PR #172, opened 2023-05-04
Create `<Menu />` component

stephenjwatkins:
- Added `<Menu />` component
- Added italic Poppins font in support of disabled item styles
- Various other fixes

Checklist:

- [x] Visuals complete
- [x] Storybook stories
- [x] Code complete
- [x] TSDoc
- [x] Theme/Design tokens audited
- [x] Spec up-to-date
- [x] Cross-browser checked (Chrome, Safari, Firefox)
- [x] Changeset
- [x] Unit tests


OskiTheCoder:
**question:** for the `width="fit-trigger"` variation, do you happen to know whats the use case for that one? im wondering if theres any potential issue with truncating text that would need to be readable; although im guess in such a case we wouldn't use the variation, but curious about the use case if you know of them

stephenjwatkins:
> **question:** for the `width="fit-trigger"` variation, do you happen to know whats the use case for that one? im wondering if theres any potential issue with truncating text that would need to be readable; although im guessing in such a case we wouldn't use the variation, but curious about the use case if you know of them

i agree that's a concern. i'll ask design. i was going off of the Figma spec that said to match the dropdown width

easy-ui-react/src/Menu/Menu.module.scss
```diff
@@ -0,0 +1,99 @@
...
+  );
+  @include component-token("menu", "shadow", theme-token("shadow.overlay"));
+  @include component-token("menu", "padding.x", design-token("space.2"));
+  @include component-token("menu", "color.border", theme-token("color.border"));
+
+  @include responsive-prop("menu", "width", width);
+
+  background: component-token("menu", "color.background");
+  border: 1px solid component-token("menu", "color.border");
+  border-radius: component-token("menu", "border_radius");
```
OskiTheCoder, line 38: **question**: out of curiosity is there a benefit to defining the border as `1px solid component-token("menu", "color.border");` and on the next line explicitly defining the `border-radius`?

easy-ui-react/src/Menu/useScrollbar.ts
```diff
@@ -0,0 +1,26 @@
...
+      },
+    },
+    defer: false,
+  });
+  useEffect(() => {
+    if (scrollRef.current) {
+      initialize({ target: scrollRef.current });
+    }
+  }, [initialize, scrollRef]);
+}
```
OskiTheCoder, line 26: 🎉

OskiTheCoder:
my guess is that this is just storybook being weird, but thought id mention it just in case: i noticed when i play around with the controls, i cant get the menu to pop up again unless i remount or reset the controls.


https://github.com/EasyPost/easy-ui/assets/44451175/69f15fbb-38f0-4d04-a975-6242e1236d1d

easy-ui-react/src/Menu/Menu.module.scss
stephenjwatkins: hm i'm not sure i understand the question. what's the alternative that you're thinking of?

stephenjwatkins:
> my guess is that this is just storybook being weird, but thought id mention it just in case: i noticed when i play around with the controls, i cant get the menu to pop up again unless i remount or reset the controls.

i noticed that too. i believe it is Storybook being weird. it seems as though after setting `isOpen`, the query param gets stuck in the URL and prevents the state from being set properly. i'll take a look though

easy-ui-react/src/Menu/Menu.module.scss
OskiTheCoder: derp, i just realized i confused `border-radius` and `border-width` lol, so ignore that question, but could we use the `border_width` token here?

stephenjwatkins: oh good call. we can

stephenjwatkins:
> i agree that's a concern. i'll ask design. i was going off of the Figma spec that said to match the dropdown width

removed `width="fit-trigger"` per conversation with design

OskiTheCoder (approved):
this is very very good!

◆ **Exercise brief**
Write out the data exactly as it stands.

◆ **Answer for this exercise**
PR #172, opened 2023-05-04
Create `<Menu />` component

stephenjwatkins:
- Added `<Menu />` component
- Added italic Poppins font in support of disabled item styles
- Various other fixes

Checklist:

- [x] Visuals complete
- [x] Storybook stories
- [x] Code complete
- [x] TSDoc
- [x] Theme/Design tokens audited
- [x] Spec up-to-date
- [x] Cross-browser checked (Chrome, Safari, Firefox)
- [x] Changeset
- [x] Unit tests


OskiTheCoder:
**question:** for the `width="fit-trigger"` variation, do you happen to know whats the use case for that one? im wondering if theres any potential issue with truncating text that would need to be readable; although im guess in such a case we wouldn't use the variation, but curious about the use case if you know of them

stephenjwatkins:
> **question:** for the `width="fit-trigger"` variation, do you happen to know whats the use case for that one? im wondering if theres any potential issue with truncating text that would need to be readable; although im guessing in such a case we wouldn't use the variation, but curious about the use case if you know of them

i agree that's a concern. i'll ask design. i was going off of the Figma spec that said to match the dropdown width

easy-ui-react/src/Menu/Menu.module.scss
```diff
@@ -0,0 +1,99 @@
...
+  );
+  @include component-token("menu", "shadow", theme-token("shadow.overlay"));
+  @include component-token("menu", "padding.x", design-token("space.2"));
+  @include component-token("menu", "color.border", theme-token("color.border"));
+
+  @include responsive-prop("menu", "width", width);
+
+  background: component-token("menu", "color.background");
+  border: 1px solid component-token("menu", "color.border");
+  border-radius: component-token("menu", "border_radius");
```
OskiTheCoder, line 38: **question**: out of curiosity is there a benefit to defining the border as `1px solid component-token("menu", "color.border");` and on the next line explicitly defining the `border-radius`?

easy-ui-react/src/Menu/useScrollbar.ts
```diff
@@ -0,0 +1,26 @@
...
+      },
+    },
+    defer: false,
+  });
+  useEffect(() => {
+    if (scrollRef.current) {
+      initialize({ target: scrollRef.current });
+    }
+  }, [initialize, scrollRef]);
+}
```
OskiTheCoder, line 26: 🎉

OskiTheCoder:
my guess is that this is just storybook being weird, but thought id mention it just in case: i noticed when i play around with the controls, i cant get the menu to pop up again unless i remount or reset the controls.


https://github.com/EasyPost/easy-ui/assets/44451175/69f15fbb-38f0-4d04-a975-6242e1236d1d

easy-ui-react/src/Menu/Menu.module.scss
stephenjwatkins: hm i'm not sure i understand the question. what's the alternative that you're thinking of?

stephenjwatkins:
> my guess is that this is just storybook being weird, but thought id mention it just in case: i noticed when i play around with the controls, i cant get the menu to pop up again unless i remount or reset the controls.

i noticed that too. i believe it is Storybook being weird. it seems as though after setting `isOpen`, the query param gets stuck in the URL and prevents the state from being set properly. i'll take a look though

easy-ui-react/src/Menu/Menu.module.scss
OskiTheCoder: derp, i just realized i confused `border-radius` and `border-width` lol, so ignore that question, but could we use the `border_width` token here?

stephenjwatkins: oh good call. we can

stephenjwatkins:
> i agree that's a concern. i'll ask design. i was going off of the Figma spec that said to match the dropdown width

removed `width="fit-trigger"` per conversation with design

OskiTheCoder (approved):
this is very very good!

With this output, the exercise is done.